Once the line with "If the cljs" is found in the entries below, repeat it and each following line exactly, up to and including the line with "--- a/src/malli/clj_kondo.cljc". Add no other lines.

───── EXTRACTED DATA

PR #662, opened 2022-03-09
Remove clj-kondo config output for cljs schemas

dvingo:
I have been trying this out and unfortunately realized that kondo support will not be so simple.

If the cljs schemas use vars that are only available during the cljs runtime
we do not have access to them during macroexpansion and thus will cause exceptions.

This line https://github.com/metosin/malli/blob/303c6062f02a2beed62e432c1a1a1046cfa1e288/src/malli/clj_kondo.cljc#L161
will attempt to construct a malli schema and if there any symbols that represent clojurescript variables then there is no way to know their values in clojure.

For now I think removing the kondo support makes sense to allow the instrumentation to work.

As an alternative, we could potentially add clojurescript code that will print out the kondo config to the javascript console when all the vars are available and the user can copy it to the condo config file. I know it's not a great solution but at least provides some value.

_update_: I added a printer helper for cljs.

### DIFF
--- a/src/malli/clj_kondo.cljc
+++ b/src/malli/clj_kondo.cljc
@@ -189,16 +189,16 @@
 #?(:clj
    (defn emit! [] (-> (collect) (linter-config) (save!)) nil))
 
-#?(:clj
-   (defn collect-cljs
-     ([] (collect-cljs nil))
-     ([ns]
-      (let [-collect (fn [k] (or (nil? ns) (= k (symbol (str ns)))))]
-        (for [[k vs] (m/function-schemas :cljs) :when (-collect k) [_ v] vs v (from v)] v)))))
+(defn collect-cljs
+  ([] (collect-cljs nil))
+  ([ns]
+   (let [-collect (fn [k] (or (nil? ns) (= k (symbol (str ns)))))]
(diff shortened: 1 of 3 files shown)


kovasap:
Could you update the documentation to describe how this copy-pasting would work?

Also, is there anything I can do to help get this merged?

ikitommi:
Bummer, I really would love the get the clj-kondo to work. Merging in.

ikitommi:
Could we uses `delay` or similar? just register something that will be later available. when `dev/start!` is called, everything should be ready, right?

dvingo:
I'm not sure how to make this happen. The fundamental problem is that the kondo config is emitted at compile (macro-expansion) time, but the values needed to construct that config are only available at runtime. 
For JS running in a browser, there is no access to the filesystem, so some other ideas would be:
- add a browser js function that will trigger a file download dialog containing the kondo config, a user would run this from a REPL.
- add a function that copies the kondo config to your clipboard (just saves the step a user would have to do with the current console.log helper)
- implement kondo file emission using node.js - but I'm guessing most users will be targeting browsers so this may cause its own problems when browser APIs aren't available in node environments.

riotrah:
Hi, I'm fairly new to cljs, but are there docs for this manual copying thing?

PR #665, opened 2022-03-17
JSON examples in README.md

opqdonut:
I thought end-to-end value->json->value examples using malli would be
useful. I was especially confused by the fact the encode and decode
can let through invalid data, so I thought I'd document that.

### DIFF
--- a/README.md
+++ b/README.md
@@ -841,6 +841,61 @@ Going crazy:
 ; => {:x 24}
 ```
 
+## To and from JSON
+
+The `m/encode` and `m/decode` functions work on clojure data. To go
+from clojure data to JSON, you need a JSON library like
+[jsonista](https://github.com/metosin/jsonista). Additionally, since
+`m/decode` doesn't check the schema, you need to run `m/validate` (or
+`m/explain`) if you want to make sure your data conforms to your
+schema.
+
+To JSON:
+
+```clj
+(def Tags
+  [:map
+   {:closed true}
+   [:tags [:set :keyword]]])
+(jsonista.core/write-value-as-string
+ (m/encode Tags
+           {:tags #{:bar :quux}}
+           mt/json-transformer))
+; => "{\"tags\":[\"bar\",\"quux\"]}"
+```
+
+From JSON without validation:
+
+```clj
+(m/decode Tags
+          (jsonista.core/read-value "{\"tags\":[\"bar\",[\"quux\"]]}"
+                                    jsonista.core/keyword-keys-object-mapper)
+          mt/json-transformer)
+; => {:foo #{:bar ["quux"]}}
+```
+
+From JSON with validation:
+
+```clj
+(m/explain Tags
+           (m/decode Tags
+                     (jsonista.core/read-value "{\"tags\":[\"bar\",[\"quux\"]]}"
+                                               jsonista.core/keyword-keys-object-mapper)
+                     mt/json-transformer))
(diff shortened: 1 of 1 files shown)


README.md
```diff
@@ -841,6 +841,61 @@ Going crazy:
...
+[jsonista](https://github.com/metosin/jsonista). Additionally, since
+`m/decode` doesn't check the schema, you need to run `m/validate` (or
+`m/explain`) if you want to make sure your data conforms to your
+schema.
+
+To JSON:
+
+```clj
+(def Tags
+  [:map
```
ikitommi, line 857: this could be wrapped into `m/schema` (as a good practice) to enable caching of validators & explainers.

README.md
```diff
@@ -841,6 +841,61 @@ Going crazy:
...
+                     (jsonista.core/read-value "{\"tags\":[\"bar\",[\"quux\"]]}"
+                                               jsonista.core/keyword-keys-object-mapper)
+                     mt/json-transformer))
+; => {:schema [:map {:closed true} [:tags [:set :keyword]]],
+;     :value {:tags #{:bar ["quux"]}},
+;     :errors ({:path [:tags 0], :in [:tags ["quux"]], :schema :keyword, :value ["quux"]})}
+```
+
+```clj
+(m/validate Tags
```
ikitommi, line 891: I would use threading macro here, short lines are easier to read (on mobile)

README.md
```diff
@@ -841,6 +841,61 @@ Going crazy:
...
 ```
 
+## To and from JSON
+
+The `m/encode` and `m/decode` functions work on clojure data. To go
+from clojure data to JSON, you need a JSON library like
+[jsonista](https://github.com/metosin/jsonista). Additionally, since
+`m/decode` doesn't check the schema, you need to run `m/validate` (or
+`m/explain`) if you want to make sure your data conforms to your
+schema.
```
ikitommi, line 851: there is a fast `coercer` function described in https://www.metosin.fi/blog/high-performance-schemas-in-clojurescript-with-malli-1-2/#transformation, would it make sense to built that? pure transformers created ahead-of-time. up to you.

ikitommi (approved):
with comments.

README.md
```diff
@@ -841,6 +841,61 @@ Going crazy:
...
+```
+
+From JSON without validation:
+
+```clj
+(m/decode Tags
+          (jsonista.core/read-value "{\"tags\":[\"bar\",[\"quux\"]]}"
+                                    jsonista.core/keyword-keys-object-mapper)
+          mt/json-transformer)
+; => {:foo #{:bar ["quux"]}}
```
viesti, line 874: Here `:foo` but in goes `"tags"`?

README.md
opqdonut: I'd like to use `->` or `->>` as well, but `m/decode` wants the value as argument 2 out of 3.

README.md
opqdonut: done!

README.md
opqdonut: thanks, I switched from a nonsemantic to a semantic example at some point and forgot to update this

README.md
opqdonut: I'll add something about that.

opqdonut:
I'm waiting for more comments, but intend to merge later today

README.md
ikitommi: `as->` for the win :)

PR #671, opened 2022-03-25
 Add static type checking instructions

frenchy64:
Malli users might be interested in this Typed Clojure feature.


ikitommi:
This is good, thanks!!

PR #674, opened 2022-03-27
Speed up strip-extra-keys-transformer

bsless:
reduce-kv is faster than reduce-ing over a map's keys

Opportunistically found when profiling


ikitommi:
Thanks!!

──────────

ANSWER AREA:
If the cljs schemas use vars that are only available during the cljs runtime
we do not have access to them during macroexpansion and thus will cause exceptions.

This line https://github.com/metosin/malli/blob/303c6062f02a2beed62e432c1a1a1046cfa1e288/src/malli/clj_kondo.cljc#L161
will attempt to construct a malli schema and if there any symbols that represent clojurescript variables then there is no way to know their values in clojure.

For now I think removing the kondo support makes sense to allow the instrumentation to work.

As an alternative, we could potentially add clojurescript code that will print out the kondo config to the javascript console when all the vars are available and the user can copy it to the condo config file. I know it's not a great solution but at least provides some value.

_update_: I added a printer helper for cljs.

### DIFF
--- a/src/malli/clj_kondo.cljc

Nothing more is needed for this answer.